§ Task
Copy out the data so that nothing differs from the original.
----------------------------------------
PR #321, opened 2018-10-05
Travis fix

maxsam4:
Debugging Travis PR coverage failures.


maxsam4:
Just an update:
Last commit narrows down the the problem to the new Single Trade Volume Restriction Manager Module. 
We know the problem is system dependent as it is working on my local machine but not on travis and other users' systems. 
We also know that the problem is with instrumenting in solidity coverage as not even my system is able to compile the instrumented contracts generated by @adamdossa 's system.

It might be that solc can not compile contracts of over a certain size. If that's the case, we should figure out why/how solidity coverage is able to generate smaller instrumented contracts on my system.

maxsam4:
Now this is interesting. No compilation error popped up but coverage still failed.

maxsam4:
Just an update:
commit 07d2444 shows that the error is in SingleTradeVolumeRestrictionManager.sol

.solcover.js
```diff
@@ -2,7 +2,7 @@ module.exports = {
     norpc: true,
     port: 8545,
     copyPackages: ['openzeppelin-solidity'],
-    testCommand: 'node ../node_modules/.bin/truffle test `find test/*.js ! -name a_poly_oracle.js -and ! -name s_v130_to_v140_upgrade.js` --network coverage',
```
nervehammer: ` testCommand: 'node --max-old-space-size=4096 ../node_modules/.bin/truffle test `find test/*.js ! -name a_poly_oracle.js -and ! -name s_v130_to_v140_upgrade.js` --network coverage',`
`compileCommand: 'node --max-old-space-size=4096 ../node_modules/.bin/truffle compile --network coverage',`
----------------------------------------
§ Solution for this problem
PR #321, opened 2018-10-05
Travis fix

maxsam4:
Debugging Travis PR coverage failures.


maxsam4:
Just an update:
Last commit narrows down the the problem to the new Single Trade Volume Restriction Manager Module. 
We know the problem is system dependent as it is working on my local machine but not on travis and other users' systems. 
We also know that the problem is with instrumenting in solidity coverage as not even my system is able to compile the instrumented contracts generated by @adamdossa 's system.

It might be that solc can not compile contracts of over a certain size. If that's the case, we should figure out why/how solidity coverage is able to generate smaller instrumented contracts on my system.

maxsam4:
Now this is interesting. No compilation error popped up but coverage still failed.

maxsam4:
Just an update:
commit 07d2444 shows that the error is in SingleTradeVolumeRestrictionManager.sol

.solcover.js
```diff
@@ -2,7 +2,7 @@ module.exports = {
     norpc: true,
     port: 8545,
     copyPackages: ['openzeppelin-solidity'],
-    testCommand: 'node ../node_modules/.bin/truffle test `find test/*.js ! -name a_poly_oracle.js -and ! -name s_v130_to_v140_upgrade.js` --network coverage',
```
nervehammer: ` testCommand: 'node --max-old-space-size=4096 ../node_modules/.bin/truffle test `find test/*.js ! -name a_poly_oracle.js -and ! -name s_v130_to_v140_upgrade.js` --network coverage',`
`compileCommand: 'node --max-old-space-size=4096 ../node_modules/.bin/truffle compile --network coverage',`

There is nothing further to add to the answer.